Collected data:
- - - - - - -

PR #6261, opened 2025-08-05
Merge DFG components made acyclic into the original acyclic sub-graph.

gezalore:
After making a cyclic DFG component acyclic, merge that component back into the acyclic sub-graph of the input graph. This enables optimizing through the components that were made acyclic in their larger context.


gezalore:
I will, just wanting the tests, thanks.

PR #6269, opened 2025-08-06
Enable multiple valVscp for one var of forced RHS.

ArturBieniek4:
This MR fixes the case when the same variable reference on the RHS is forced to two different LHS's. Previously the valVscp was being overriden with the next scope - only the last scope was used for RHS updates.

### DIFF
--- a/src/V3Force.cpp
+++ b/src/V3Force.cpp
@@ -154,7 +154,9 @@ private:
     const VNUser3InUse m_user3InUse;
     AstUser1Allocator<AstVar, ForceComponentsVar> m_forceComponentsVar;
     AstUser1Allocator<AstVarScope, ForceComponentsVarScope> m_forceComponentsVarScope;
-    std::unordered_map<const AstVarScope*, std::pair<std::unordered_set<AstVarScope*>, std::vector<AstVarScope*>>> m_valVscps;
+    std::unordered_map<const AstVarScope*,
+                       std::pair<std::unordered_set<AstVarScope*>, std::vector<AstVarScope*>>>
+        m_valVscps;
     // `valVscp` force components of a forced RHS
 
 public:
@@ -181,7 +183,9 @@ public:
 
     // Add a ValVscp for a VarScope
     void addValVscp(AstVarRef* const refp, AstVarScope* const valVscp) {
-        if(m_valVscps[refp->varScopep()].first.find(valVscp)!=m_valVscps[refp->varScopep()].first.end()) return;
+        if (m_valVscps[refp->varScopep()].first.find(valVscp)
+            != m_valVscps[refp->varScopep()].first.end())
+            return;
         m_valVscps[refp->varScopep()].first.emplace(valVscp);
         m_valVscps[refp->varScopep()].second.push_back(valVscp);
     }
@@ -387,7 +391,7 @@ class ForceReplaceVisitor final : public VNVisitor {
                 m_stmtp->addNextHere(new AstAssign{flp, lhsp, rhsp});
             }
             // Emit valVscp update after each write to any VarRef on forced RHS.
-            if(!m_state.getValVscps(nodep)) break;
+            if (!m_state.getValVscps(nodep)) break;
             for (AstVarScope* const valVscp : *m_state.getValVscps(nodep)) {
                 FileLine* const flp = nodep->fileline();
                 AstVarRef* const valp = new AstVarRef{flp, valVscp, VAccess::WRITE};


src/V3Force.cpp
```diff
@@ -172,11 +171,17 @@ class ForceState final {
     }
     static bool isNotReplaceable(const AstVarRef* const nodep) { return nodep->user2(); }
     static void markNonReplaceable(AstVarRef* const nodep) { nodep->user2SetOnce(); }
-    static AstVarScope* getValVscp(AstVarRef* const refp) {
-        return VN_CAST(refp->varScopep()->user3p(), VarScope);
+
+    // Get all ValVscps for a VarScope
+    std::vector<AstVarScope*> getValVscps(AstVarRef* const refp) const {
```
wsnyder: This is copying the vector from the map, return a reference.

src/V3Force.cpp
```diff
@@ -172,11 +171,17 @@ class ForceState final {
...
+        auto it = m_valVscps.find(refp->varScopep());
+        if (it != m_valVscps.end()) { return it->second; }
```
```suggestion
        if (it != m_valVscps.end()) return it->second;
```

src/V3Force.cpp
```diff
@@ -148,15 +148,14 @@ class ForceState final {
...
-    //  forced RHS
-    //  AstVarScope::user4p   -> AstNodeExpr*, the RHS expression
+    //  AstVarScope::user3p   -> AstNodeExpr*, the RHS expression
     const VNUser1InUse m_user1InUse;
     const VNUser2InUse m_user2InUse;
     const VNUser3InUse m_user3InUse;
-    const VNUser4InUse m_user4InUse;
     AstUser1Allocator<AstVar, ForceComponentsVar> m_forceComponentsVar;
     AstUser1Allocator<AstVarScope, ForceComponentsVarScope> m_forceComponentsVarScope;
+    std::unordered_map<const AstVarScope*, std::vector<AstVarScope*>> m_valVscps;
```
```suggestion
    std::unordered_map<const AstVarScope*, std::unordered_set<AstVarScope*>> m_valVscps;
```

Presumably.  I don't see why we shouldn't be removing duplicates.

src/V3Force.cpp
ArturBieniek4: Apparently it does not, I checked it with a minimal C++ example:
```C++
#include <bits/stdc++.h>

using namespace std;

unordered_map<int, vector<int>> m;

class C {
public:
        vector<int> f() const {
                vector<int> rv = m[1];
                cout<<&rv<<"\n";
                return rv;
        }
};

int main() {
        C c;
        std::vector pv{1, 2, 3};
        cout<<&pv<<"\n";
        m.insert(make_pair(1, pv));
        vector<int> gv = c.f();
        cout<<&gv<<"\n";
        return 0;
}
```
All the printed pointers happen to be equal.

src/V3Force.cpp
```diff
@@ -173,15 +173,15 @@ class ForceState final {
...
         auto it = m_valVscps.find(refp->varScopep());
-        if (it != m_valVscps.end()) { return it->second; }
+        if (it != m_valVscps.end()) return it->second;
         return {};
     }
 
     // Add a ValVscp for a VarScope
     void addValVscp(AstVarRef* const refp, AstVarScope* const valVscp) {
-        m_valVscps[refp->varScopep()].push_back(valVscp);
+        m_valVscps[refp->varScopep()].insert(valVscp);
```
```suggestion
        m_valVscps[refp->varScopep()].emplace(valVscp);
```

src/V3Force.cpp
ArturBieniek4: But unfortunately for `unordered_set` the first pointer is different.

wsnyder: Good point, the change to ordered set may make the output unstable (based on what arbitrary addresses are).
Could use an unordered map with a sequence number you sort with on the output side.
Or have both an unordered_set and vector, and push to the vector only when not already in the set.  Then use the vector for the output.

ArturBieniek4: That sounds complicated, I think at this point it's actually easier to pass a pointer to the `unordered_set`. Did that in the last commit.

wsnyder: Unfortunately my point was unoredered set is broken in ordering.  ordered set won't help.  vector was also broken with duplicates.  So need complicated.

ArturBieniek4: Alright, I get it now. I will use the `unordered_set` just to prevent duplicates and store the elements in a vector.

PR #6271, opened 2025-08-06
CI: Add running RTLMeter workflow on selective PRs

gezalore:
Runs RTLMeter on PRs if the PR has the 'pr: rtlmeter' label applied to it. This should make it easy to selectively require the RTLMeter workflows to pass on a PR that is potentially invasive, per our own judgement.


gezalore:
Unlabeling should also cancel the pending job, testing now:

gezalore:
Seems to work, adding label back:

- - - - - - -

How many lines in these entries hold the string "varScopep"? Answer with the number alone.

ANSWER SPACE:
11